Friday, September 09, 2011

privatizing profit and socializing externalities will be our doom...,

NYTimes | Why bother recycling or riding your bike to the store? Because we all want to do something, anything. Call it “action bias.” But, sadly, individual action does not work. It distracts us from the need for collective action, and it doesn’t add up to enough. Self-interest, not self-sacrifice, is what induces noticeable change. Only the right economic policies will enable us as individuals to be guided by self-interest and still do the right thing for the planet.

Every ton of carbon dioxide pollution causes around $20 of damage to economies, ecosystems and human health. That sum times 20 implies $400 worth of damage per American per year. That’s not damage you’re going to do in the distant future; that’s damage each of us is doing right now. Who pays for it?

We pay as a society. My cross-country flight adds fractions of a penny to everyone else’s cost. That knowledge leads some of us to voluntarily chip in a few bucks to “offset” our emissions. But none of these payments motivate anyone to fly less. It doesn’t lead airlines to switch to more fuel-efficient planes or routes. If anything, airlines by now use voluntary offsets as a marketing ploy to make green-conscious passengers feel better. The result is planetary socialism at its worst: we all pay the price because individuals don’t.

It won’t change until a regulatory system compels us to pay our fair share to limit pollution accordingly. Limit, of course, is code for “cap and trade,” the system that helped phase out lead in gasoline in the 1980s, slashed acid rain pollution in the 1990s and is now bringing entire fisheries back from the brink. “Cap and trade” for carbon is beginning to decrease carbon pollution in Europe, and similar models are slated to do the same from California to China.

Alas, this approach has been declared dead in Washington, ironically by self-styled free-marketers. Another solution, a carbon tax, is also off the table because, well, it’s a tax.

Never mind that markets are truly free only when everyone pays the full price for his or her actions. Anything else is socialism. The reality is that we cannot overcome the global threats posed by greenhouse gases without speaking the ultimate inconvenient truth: getting people excited about making individual environmental sacrifices is doomed to fail.

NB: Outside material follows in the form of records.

PR #376, opened 2024-12-20
merge from beets

groninge01:


packages/lib/modules/web3/contracts/useMulticall.ts
```diff
@@ -33,6 +36,9 @@ export function useMulticall(multicallRequests: ChainContractConfig[], options:
           const results = await multicall(config, {
             contracts: multicalls,
             chainId: Number(chain),
+            ...(Number(chain) === getChainId(GqlChain.Sonic) && {
```
agualis, line 39: Created a task to not forget about removing this: 
https://github.com/orgs/balancer/projects/12/views/1?pane=issue&itemId=92621002&issue=balancer%7Cfrontend-monorepo%7C399

agualis (approved):
As a general comment, we could improve the config around code using `isBalancerProject` but I think you already talked about this with @garethfuller 

Approved but let's wait for Gareth to do another review.

apps/frontend-v3/lib/components/navs/NavBarContainer.tsx
```diff
@@ -22,10 +25,16 @@ export function NavBarContainer() {
       >
         <NavBar
           appLinks={allAppLinks}
+          customLinksAfter={
```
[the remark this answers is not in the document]
groninge01: changed it!

packages/lib/modules/transactions/transaction-steps/receipts/receipt-parsers.ts
```diff
@@ -149,6 +152,39 @@ export function parseSwapReceipt({
...
+export function parseLstWithdrawReceipt({ receiptLogs, userAddress, chain, getToken }: ParseProps) {
+  const receivedToken: HumanTokenAmount[] = getIncomingLogs(receiptLogs, userAddress).map(log => {
+    const tokenDecimals = getToken(log.address, chain)?.decimals
+    return _toHumanAmount(log.address, log.args.value, tokenDecimals)
+  })
+
+  return {
+    receivedToken,
+  }
+}
```
garethfuller, line 186: You shouldn't need to parse receipts for staking/unstaking because there is no
slippage. The only reason we do receipt states in the add/remove/swap flow is
because the amounts can change between preview and confirmation. I think it's
likely all this can be removed.

garethfuller (changes requested):
In general looks good, my biggest concern is the receipt parsers/steps for LST staking. I'm pretty sure we shouldn't be doing that. Like we don't use receipt steps for staking/unstaking bpt. Could be wrong though?

apps/frontend-v3/lib/components/navs/NavBarContainer.tsx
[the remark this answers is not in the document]
garethfuller: Thanks, sorry didn't see the full component change. It's not a big deal, we can leave it until we need a links before.

packages/lib/modules/transactions/transaction-steps/receipts/receipt-parsers.ts
groninge01: for the unstaking you are right, there is no token transferred at that stage so i have removed it

for staking and withdrawing though, tokens are transferred and i have updated the parsers to correctly parse the logs for that
i also updated the tests for there 2 parsers

PR #414, opened 2025-01-07
fix: transaction action button

alter-eggo:
bug [context](https://balancerecosystem.slack.com/archives/C02F9EMRKQA/p1736221312345609)

we need to provide key to create new RenderActionButton's instance depending on currentStep.id otherwise it may take previous transaction result from `useManagedTransaction`


agualis (approved):
@anastas 
Approved but I don't really understand how this can happen. Maybe related with the `motion.div` wrapper?

garethfuller (approved):

PR #423, opened 2025-01-09
feat: add middle ware for cors

groninge01:


groninge01:
looks like cors won't matter because the request will always come through beets.fi

PR #440, opened 2025-01-15
update: lst unstake & withdrar summaries

groninge01:


apps/beets-frontend-v3/lib/modules/lst/components/LstUnstakeSummary.tsx
```diff
@@ -25,21 +19,12 @@ export function LstUnstakeSummary() {
       <Card variant="modalSubSection">
         <LstTokenRow
           chain={chain}
-          isLoading={isLoading}
+          isLoading={false}
```
agualis, line 22: Tiny improvement: default prop to false so that it is not required.

agualis (approved):
Approved with small suggestion.

apps/beets-frontend-v3/lib/modules/lst/components/LstUnstakeSummary.tsx
groninge01: done!

agualis (approved):

PR #463, opened 2025-01-17
chore: remove unused Global Alert provider

agualis:


garethfuller (commented):
We may at some point need global alerts though?

agualis:
> We may at some point need global alerts though?
@garethfuller The current implementation was not working as expected and I wanted to avoid global providers on top of `Web3Provider` to discard that affecting disconnection errors (like the one you fixed in https://github.com/balancer/frontend-monorepo/pull/462)

If we eventually need `GlobalProviders` we can take a look at the deleted code.

garethfuller (approved):

PR #469, opened 2025-01-20
fix: initial networkConfig

agualis:
Copy pasting a swap url with token in and out was not setting the initial tokens (in and out) cause it was using `mainnet` `networkConfig` by default. 

In this PR we enforce that the `networkConfig` is the one that we load in `setInitialChain`

Loading `swap/polygon/0x2c89bbc92bd86f8075d1decc58c7f4e0107f286b/WETH`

High school science tells us that global warming is real. And economics teaches us that humanity must have the right incentives if it is to stop this terrible trend.

Don’t stop recycling. Don’t stop buying local. But add mastering some basic economics to your to-do list. Our future will be largely determined by our ability to admit the need to end planetary socialism. That’s the most fundamental of economics lessons and one any serious environmentalist ought to heed.

2 comments:

Temple3 said...

Folks may say what they will about Africentrism as a philosophical mode of thought, but these questions have been contemplated for years. The missing piece has been a cultural engagement by young African-centered scientists on the lines where collective action meet individual action. It seems to me that the Sierra Club and similar entities are really just variations on the idea of individual action and that the broader collective action should spring organically from a reconceptualized sense of self -- within a larger collective.

That's tough sledding in this nation where the POTUS references rugged individuals without mentioning their context: often as deported individual criminals profiteering off of kidnapped African collectives or seizing the land of indigenous collectives. This was as much a part of the story as hammering out a way from nothing and arriving at Ellis Island with a quarter in one's pocket.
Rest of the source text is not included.